Only one other thing I would desire should rest on our hearts, and that is the full, thorough, complete interest He takes in us. What satisfies Him? He is waiting in perfect, earnest love to us, but His heart will never be satisfied till He has us in the same glory with Himself and His Father. I know, poor unworthy creature as I am, that He will not be satisfied till He has me in the same glory as Himself, because He loves me. "Not as the world giveth, give I unto you." How is it that He does not give like the world? If I give away a thing I no longer possess it - is that the way Christ gives? Never! The way He gives is to bring us into the enjoyment of all He has Himself. Everything that Christ has (except His divinity) He brings us into, and then He is satisfied.

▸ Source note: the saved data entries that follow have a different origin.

PR #5566, opened 2023-12-04
Rename `trans` arguments to `transform`

### LINKED ISSUE #5558: Should the `trans` argument in `scale_*_continuous` etc be renamed to `transform`?
Given that the scales functions will be changing from `scales::*_trans` to `scales::transform_*`

teunbrand:
This PR aims to fix #5558.

Briefly, we follow in {scales}'s footsteps by renaming the `trans` argument to `transform`.
This mostly affects scale functions and the secondary axis functionality.


R/scale-.R
```diff
@@ -94,13 +96,18 @@ continuous_scale <- function(aesthetics, scale_name = deprecated(), palette, nam
...
                              call = caller_call(),
                              super = ScaleContinuous) {
   call <- call %||% current_call()
   if (lifecycle::is_present(scale_name)) {
     deprecate_soft0("3.5.0", "continuous_scale(scale_name)")
   }
+  if (lifecycle::is_present(trans)) {
+    deprecate_soft0("3.5.0", "continuous_scale(trans)", "continuous_scale(transform)")
+    transform <- trans
+  }
```
teunbrand, line 110: This is the crux of the PR. If `trans` is used, we assume they meant `transform` instead.

teunbrand:
Yes good call, thanks for catching that!

thomasp85:
yeah, that was kind of the cases we were worried about - let's keep the field name as is

R/scale-.R
```diff
@@ -668,17 +682,17 @@ ScaleContinuous <- ggproto("ScaleContinuous", Scale,
     if (self$is_empty()) {
       return(numeric())
     }
-
+    transformer <- self$transformer
```
teunbrand, line 685: In addition to soft-deprecating the `trans` field, we may also change these types of statements to `transformer <- self$transformer %||% self$trans`.

thomasp85: yeah, that is a good idea.

I'm somewhat disliking `transformer` (I know I brought up that name). as it is so close to `transform`... Maybe something like `transform_obj` or something similar

teunbrand: I think `transformation` might also be good. Do you have a strong preference?

thomasp85: no that's good as well

R/axis-secondary.R
```diff
@@ -236,8 +236,8 @@ AxisSecondary <- ggproto("AxisSecondary", NULL,
 
     # patch for date and datetime scales just to maintain functionality
     # works only for linear secondary transforms that respect the time or date transform
-    if (transformer$name %in% c("date", "time")) {
-      temp_scale <- self$create_scale(new_range, trans = transformer)
+    if (transformation$name %in% c("date", "time")) {
+      temp_scale <- self$create_scale(new_range, trans = transformation)
```
thomasp85, line 240: We should probably change the name of the `trans` argument here as well, no?

teunbrand: Yeah might as well do that too

thomasp85:
Just to be sure, have you tested this branch against a scale extension that uses `trans`?

teunbrand:
Yeah I tested it against an extension and `trans` gets funneled to `transform` when used with a proper constructor. I don't think the {tsibble} example I linked to earlier works as it should. Because `scale_x_date()` is used to construct the ggproto object that is inherited from, the `transformation` field is populated and `transformation %||% trans` thus returns the `transformation` field.

teunbrand:
Should now be better backwards compatible:

``` r
#> ℹ Loading ggplot2

ggplot(economics[1:20,], aes(date, unemploy)) +
  geom_line() +
  tsibble::scale_x_yearquarter()
#> Warning: Scale$trans was deprecated in ggplot2 3.5.0.
#> ℹ Please use Scale$transformation instead.
#> This warning is displayed once every 8 hours.
#> generated.
```



<sup>Created on 2023-12-14 with [reprex v2.0.2](https://reprex.tidyverse.org)</sup>

thomasp85 (approved):
LGTM

teunbrand:
Thanks for the review Thomas!

PR #5620, opened 2024-01-02
Discrete secondary axes

### LINKED ISSUE #3171: support sec.axis for scale_discrete
`scale_y_discrete()` and `scale_x_discrete()` currently appear not to support the `sec.axis` argument of their `scale_continuous()` brethren.

`sec.axis` would be nice for discrete scales as well, such as when you have various ways to refer to factor levels (short and long) and the like.

teunbrand:
This PR aims to fix #3171.

Briefly, it adds a `sec.axis` option for `scale_{x/y}_discrete()`. 

For context:
The secondary axis system is not ideal. We have tried to move that functionality to guides in #5410, but it becomes too complicated. Because it doesn't seem viable to handle this functionality in guides, I think it is time to implement secondary axes for discrete scales.

In some more detail:
It currently only accepts identity transformations, as it just doesn't make sense to me why one would transform a discrete axis.
This also means that `dup_axis()` should be preferred to `sec_axis()` for discrete scales.
Breaks can be given as numeric that can take arbitrary positions, or as discrete breaks that can take one of the limits values.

And now, beloved, is that the way you think about the Lord Jesus Christ? What made Him give it all to us - did any one ask Him? It was the perfect love. And is that unrevealed? It is not; He has loved us and given Himself for us, and it is revealed from Christ in the glory and we have the Holy Ghost. If I am thinking of the things in the world, of course I cannot see the thing up there, for the eye is dimmed and cannot see afar off. Are you content to have such a place as that with Christ in glory? Are you content to be purified to Himself - to give up the world? Are you content to have Christ your one and only object and motive? Of course it tests the flesh and heart of man, and God means it to be tested. Are you content to follow Christ? The apostle says that that is the whole bent of his mind, "That I may win Christ" - and to know Him better. The secret of all that is the constant sense of dependence. "My strength is made perfect in weakness," We are redeemed from this present evil world. It is a world that has rejected the Son of God already. Man is a judged being, but there is salvation for him. Christ's work entitles me to the glory; and now, says Christ, I am come to have you for Myself, like Myself, and with Myself in glory. Beloved, are our hearts there? Have we tasted the love of Christ in all His life and death down here? And it is not wearied, or exhausted, or cooled, for He loves and cherishes us as His own flesh.
The Lord give us only to remember that the fashion of this world passeth away; but there is one thing that abides for ever, and that is the word of God - that through His grace, we may follow hard after Him. Oh, it is a wonderful thing that the Son of God became a man, on purpose to win us back to God.